4.2. Comparison Studies

(1) Simulation Comparison experiment of the proposed method and the traditional control method under 30% model uncertainty and ocean current disturbance
To verify the control effect of the controller designed in this paper, the proposed method and the traditional method were compared under the conditions of no fault in sensors and thrusters. The simulation result of the method in this paper is shown in Figure 4. The simulation result of the traditional method is shown in Figure 6.
The results in Figure 4 and Figure 6 reveal that, in the absence of sensor and thruster faults, the proposed and traditional methods were subjected to simulation and comparison within the condition of AUV ocean current disturbance, model uncertainty and sensor noise.
The results show that the convergence time is 6.5 s in the proposed method when the position error is less than 0.01 in 6 DOF, while the convergence time is 14.72 s in the traditional method.
Table 2, where MATE denotes the mean of the absolute tracking error, shows the proposed method and traditional method. It confirms that the proposed method achieves higher tracking accuracies when the system reaches a steady state. Also, the proposed method has shorter convergence times and lower chattering.
(2) Simulation comparison experiment of the proposed method and the traditional control method under the sensor and thruster faults
To verify the effectiveness of the fault-tolerant sliding mode control method based on the adaptive reaching law proposed in this paper, when an abrupt invalidation fault occurred in the DVL measuring longitudinal velocity, a slow bias fault occurred in the IMU measuring the yaw angle velocity, and Th1 failed abruptly by 75%; the simulation is carried out based on the traditional method in reference [18]. The simulation result is shown in Figure 7.
It can be observed in Figure 5 and Figure 7 that when the concurrent faults occurred, the fault-tolerant controller designed in this paper and the traditional fault-tolerant controller were simulated and compared.
The simulation results show that the tracking errors of the method in this paper converge in about 6.5 s, while the tracking errors of the traditional method converge in 14.64 s. Compared with the traditional method, the mean absolute tracking errors of the method in this paper are slightly smaller than the traditional method, which are 0.007403, 0.005158, 0.008662, 0.002522, 0.002288, and 0.011250.
For the convenience of describing the control effects of the controllers designed using the method discussed in this paper and the traditional method, this paper compares them from the perspectives of average tracking errors and average tracking variances. The comparison results are shown in Table 2.
In summary, this section has given results for the two different conditions under the proposed method and the traditional method.
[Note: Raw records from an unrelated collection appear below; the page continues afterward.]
PR #1569, opened 2021-04-27
Shorten no ASIO error message

ann0see:
Multiple error messages in Jamulus are rather lengthy and probably not read by users. This changes one of the first messages a new and inexperienced user might see.

See: https://github.com/jamulussoftware/jamulus/discussions/1568#discussioncomment-665995

### DIFF
--- a/windows/sound.cpp
+++ b/windows/sound.cpp
@@ -563,7 +563,7 @@ CSound::CSound ( void           (*fpNewCallback) ( CVector<int16_t>& psData, voi
         throw CGenErr ( "<b>" + tr ( "No ASIO audio device driver found." ) + "</b><br><br>" +
             QString ( tr ( "Please install an ASIO driver before running %1. "
             "If you own a device with ASIO support, install its official ASIO driver. "
-            "If not, you'll need to use a driver like ASIO4ALL." ) ).arg ( APP_NAME ) );
+            "If not, you'll need to use a universal driver like ASIO4ALL." ) ).arg ( APP_NAME ) );
     }
     asioDrivers->removeCurrentDriver();
 
--- a/windows/sound.cpp
+++ b/windows/sound.cpp
@@ -560,13 +560,10 @@ CSound::CSound ( void           (*fpNewCallback) ( CVector<int16_t>& psData, voi
     // in case we do not have a driver available, throw error
     if ( lNumDevs == 0 )
     {
-        throw CGenErr ( "<b>" + tr ( "No ASIO audio device (driver) found." ) + "</b><br><br>" +
-            tr ( "The " ) + APP_NAME + tr ( " software requires the low latency audio "
-            "interface ASIO to work properly. This is not a standard "
-            "Windows audio interface and therefore a special audio driver is "
-            "required. Either your sound card has a native ASIO driver (which "
-            "is recommended) or you might want to use alternative drivers like "
-            "the ASIO4All driver." ) );
+        throw CGenErr ( "<b>" + tr ( "No ASIO audio device driver found." ) + "</b><br><br>" +
+            QString ( tr ( "Please install an ASIO driver before running %1. "
+            "If you own a device with ASIO support, install its official ASIO driver. "
+            "If not, you'll need to use a driver like ASIO4ALL." ) ).arg ( APP_NAME ) );
     }
     asioDrivers->removeCurrentDriver();
 
--- a/windows/sound.cpp
+++ b/windows/sound.cpp
@@ -563,7 +563,7 @@ CSound::CSound ( void           (*fpNewCallback) ( CVector<int16_t>& psData, voi
         throw CGenErr ( "<b>" + tr ( "No ASIO audio device driver found." ) + "</b><br><br>" +
             QString ( tr ( "Please install an ASIO driver before running %1. "
             "If you own a device with ASIO support, install its official ASIO driver. "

Simulation results show that the proposed method has a relatively better control effect. Compared with the fault-tolerant controller designed via the traditional method, it is superior to the fault-tolerant controller designed via the traditional method with respect to mean absolute tracking error, convergence time and control consumption.

5. Conclusions

An adaptive fault-tolerant control method independent of fault diagnosis results and observers was studied under the conditions of AUV ocean current disturbance, model uncertainty, sensor noise and sensor and thruster faults. The sensor’s signal is filtered through wavelet denoising to reduce sensor noise. The fault-tolerant controller is designed by the residuals between the position information and denoised sensor information, and it is based on the nonsingular terminal sliding mode control method. The sliding mode manifold design incorporates the concept of backstepping. To address the influence of model uncertainty, external disturbance, sensor faults and thruster faults, an adaptive control method is adopted to compensate for the influence of uncertainty, disturbance and faults. To solve the chattering problem of the sliding mode control, a hyperbolic tangent function based on the weight factor is used instead of the traditional sign function in this paper. Simulation results show that the adaptive AUV fault-tolerant control method can effectively compensate for the influence of faults and has a good control effect. Compared with the traditional fault-tolerant control method, the proposed method can effectively improve the convergence speed of tracking errors.

6. Future Directions

Looking ahead, several promising research directions emerge from our work, which could further advance the field. We propose the following areas for future investigation:
  • Our work is focused on the method of sliding mode fault controllers in order to compensate for sensor and thruster faults. We will think about the practical relationship between thruster output and sensor frequency.
  • This paper concentrates on the method of sliding mode control with an adaptive reaching law; we attained shorter convergence times. In subsequent research studies, we will reduce chattering under the condition of shorter convergence times.

Author Contributions

Conceptualization, Y.W.; methodology, J.L.; software, X.L. and Z.C.; validation, H.L. and J.L.; formal analysis, Z.C.; investigation, H.L.; resources, X.L.; data curation, J.L.; writing—original draft preparation, J.L.; writing—review and editing, Y.W.; visualization, J.L.; supervision, Y.W.; project administration, Y.W. and X.L.; funding acquisition, Y.W. and X.L. All authors have read and agreed to the published version of the manuscript.

Funding

This research was funded by the Science and Technology on Underwater Vehicle Technology Laboratory (JCKYS2021SXJQR-03), the National Natural Science Foundation of China (grant no.51839004 and 52201357).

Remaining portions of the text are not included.